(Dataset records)
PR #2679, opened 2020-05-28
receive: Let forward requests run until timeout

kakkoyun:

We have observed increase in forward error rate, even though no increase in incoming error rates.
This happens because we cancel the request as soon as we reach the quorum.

--

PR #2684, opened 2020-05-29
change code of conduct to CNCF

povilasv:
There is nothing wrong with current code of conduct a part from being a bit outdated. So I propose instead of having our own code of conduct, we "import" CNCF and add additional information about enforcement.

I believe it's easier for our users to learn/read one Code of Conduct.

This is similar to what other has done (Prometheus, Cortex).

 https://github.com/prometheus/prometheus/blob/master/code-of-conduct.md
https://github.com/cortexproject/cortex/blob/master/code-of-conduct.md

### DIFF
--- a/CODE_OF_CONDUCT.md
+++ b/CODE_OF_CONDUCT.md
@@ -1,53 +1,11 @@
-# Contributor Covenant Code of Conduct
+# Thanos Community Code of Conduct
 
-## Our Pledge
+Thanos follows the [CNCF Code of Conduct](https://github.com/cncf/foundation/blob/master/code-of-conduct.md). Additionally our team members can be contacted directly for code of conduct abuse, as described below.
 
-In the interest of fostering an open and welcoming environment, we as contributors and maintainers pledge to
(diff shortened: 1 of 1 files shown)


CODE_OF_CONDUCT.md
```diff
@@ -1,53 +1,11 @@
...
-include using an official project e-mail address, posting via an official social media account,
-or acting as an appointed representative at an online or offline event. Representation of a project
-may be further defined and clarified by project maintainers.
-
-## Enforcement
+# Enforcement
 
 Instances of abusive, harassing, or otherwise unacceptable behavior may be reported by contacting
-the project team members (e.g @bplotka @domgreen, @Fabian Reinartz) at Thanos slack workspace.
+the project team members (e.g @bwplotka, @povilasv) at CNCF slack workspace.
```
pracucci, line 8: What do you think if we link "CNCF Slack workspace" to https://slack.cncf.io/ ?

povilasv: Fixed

_Instructions to follow_:
Look through the lines above and collect those with the word "master".

_Solution to the exercise_:
 https://github.com/prometheus/prometheus/blob/master/code-of-conduct.md
https://github.com/cortexproject/cortex/blob/master/code-of-conduct.md
+Thanos follows the [CNCF Code of Conduct](https://github.com/cncf/foundation/blob/master/code-of-conduct.md). Additionally our team members can be contacted directly for code of conduct abuse, as described below.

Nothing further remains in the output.